PR #3833, opened 2021-01-24
Upgrade to Xcode 11.7 (0.59)

st3fan:
This patch updates Xcode from 11.4.2 to 11.7 on the 0.59 branch. This is because it is likely we need to do a Lockwise iOS update, and Xcode 11.4 is not available anymore on BuddyBuild.

### DIFF
--- a/.circleci/config.yml
+++ b/.circleci/config.yml
@@ -230,7 +230,7 @@ commands:
 jobs:
   Check Swift formatting:
     macos:
-      xcode: "11.4.1"
+      xcode: "11.7"
     steps:
       - checkout
       - run: brew install swiftlint swiftformat
@@ -322,7 +322,7 @@ jobs:
       - save-sccache-cache
   iOS build and test:
     macos:
-      xcode: "11.4.1"
+      xcode: "11.7"
     steps:
       # We do not use the ssccache cache helper commands as
       # the macOS cache is in a different folder.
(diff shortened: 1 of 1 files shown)


st3fan:
@rfk Some dependencies are flagged with security issues. Do you think those should be updated? It looks like most of them have a minor patch revision to deal with those issues. It is unclear what the risk is - but if acceptable then I am also happy to take the library as-is with the current versions.

st3fan:
Looking at https://github.com/rust-lang/futures-rs/releases, maybe all `futures-*` dependencies should go to 0.3.12? Let's see what happens.

rfk:
> Some dependencies are flagged with security issues. Do you think those should be updated? 

I lean towards not updating them TBH, as we want to minimize the risk of bustage and I don't recall any of the issues being things that could cause concrete problems for our use in practice.

rfk (commented):
This LGTM.

IIUC the various linting failures are due to using new stable versions of Rust, Swift etc that come with new linter warnings. I think they're fine to ignore.

I also think that it's fine for us to build this with a newer Rust than the previous releases in the `v0.59` series, because Rust does a pretty great job of keeping working code working across releases. But, I wanted to call it out explicitly as an additional thing that will change with the new build.

st3fan:
> I also think that it's fine for us to build this with a newer Rust than the previous releases in the `v0.59` series, because Rust does a pretty great job of keeping working code working across releases. But, I wanted to call it out explicitly as an additional thing that will change with the new build.

Great. Let's use this for a 0.59.1 (?) update then. Lockwise iOS also has a good number of tests and we will ask QA for a smoke test too. That gives me enough confidence that things work as expected.

rfk (approved):

rfk:
PR for cutting the release is here: https://github.com/mozilla/application-services/pull/3835

Issue #3826, opened 2021-01-20
Cut a release of Application Services


data-sync-user:
A release needs to be cut for bumping the xcode version #3825 and for cutting a new release of nimbus. The iOS team doesn't need this immediately but would like to have it this sprint.

┆Issue is synchronized with this [Jira Task](https://jira.mozilla.com/browse/SYNC-2013)
┆Epic: Fenix Client SDK
┆Sprint: SYNC - 2021-01-29

PR #3834, opened 2021-01-25
Upgrade to Glean 33.10.3

badboy:
Would be good to land the Glean update before a release (#3826), so we can get that into Firefox iOS as well.


rfk (approved):
👍 thanks!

□ □ □

YOUR ASSIGNMENT - Your answer should be the full set of records, printed exactly.

WRITTEN ANSWER -
PR #3833, opened 2021-01-24
Upgrade to Xcode 11.7 (0.59)

st3fan:
This patch updates Xcode from 11.4.2 to 11.7 on the 0.59 branch. This is because it is likely we need to do a Lockwise iOS update, and Xcode 11.4 is not available anymore on BuddyBuild.

### DIFF
--- a/.circleci/config.yml
+++ b/.circleci/config.yml
@@ -230,7 +230,7 @@ commands:
 jobs:
   Check Swift formatting:
     macos:
-      xcode: "11.4.1"
+      xcode: "11.7"
     steps:
       - checkout
       - run: brew install swiftlint swiftformat
@@ -322,7 +322,7 @@ jobs:
       - save-sccache-cache
   iOS build and test:
     macos:
-      xcode: "11.4.1"
+      xcode: "11.7"
     steps:
       # We do not use the ssccache cache helper commands as
       # the macOS cache is in a different folder.
(diff shortened: 1 of 1 files shown)


st3fan:
@rfk Some dependencies are flagged with security issues. Do you think those should be updated? It looks like most of them have a minor patch revision to deal with those issues. It is unclear what the risk is - but if acceptable then I am also happy to take the library as-is with the current versions.

st3fan:
Looking at https://github.com/rust-lang/futures-rs/releases, maybe all `futures-*` dependencies should go to 0.3.12? Let's see what happens.

rfk:
> Some dependencies are flagged with security issues. Do you think those should be updated? 

I lean towards not updating them TBH, as we want to minimize the risk of bustage and I don't recall any of the issues being things that could cause concrete problems for our use in practice.

rfk (commented):
This LGTM.

IIUC the various linting failures are due to using new stable versions of Rust, Swift etc that come with new linter warnings. I think they're fine to ignore.

I also think that it's fine for us to build this with a newer Rust than the previous releases in the `v0.59` series, because Rust does a pretty great job of keeping working code working across releases. But, I wanted to call it out explicitly as an additional thing that will change with the new build.

st3fan:
> I also think that it's fine for us to build this with a newer Rust than the previous releases in the `v0.59` series, because Rust does a pretty great job of keeping working code working across releases. But, I wanted to call it out explicitly as an additional thing that will change with the new build.

Great. Let's use this for a 0.59.1 (?) update then. Lockwise iOS also has a good number of tests and we will ask QA for a smoke test too. That gives me enough confidence that things work as expected.

rfk (approved):

rfk:
PR for cutting the release is here: https://github.com/mozilla/application-services/pull/3835

Issue #3826, opened 2021-01-20
Cut a release of Application Services


data-sync-user:
A release needs to be cut for bumping the xcode version #3825 and for cutting a new release of nimbus. The iOS team doesn't need this immediately but would like to have it this sprint.

┆Issue is synchronized with this [Jira Task](https://jira.mozilla.com/browse/SYNC-2013)
┆Epic: Fenix Client SDK
┆Sprint: SYNC - 2021-01-29

PR #3834, opened 2021-01-25
Upgrade to Glean 33.10.3

badboy:
Would be good to land the Glean update before a release (#3826), so we can get that into Firefox iOS as well.


rfk (approved):
👍 thanks!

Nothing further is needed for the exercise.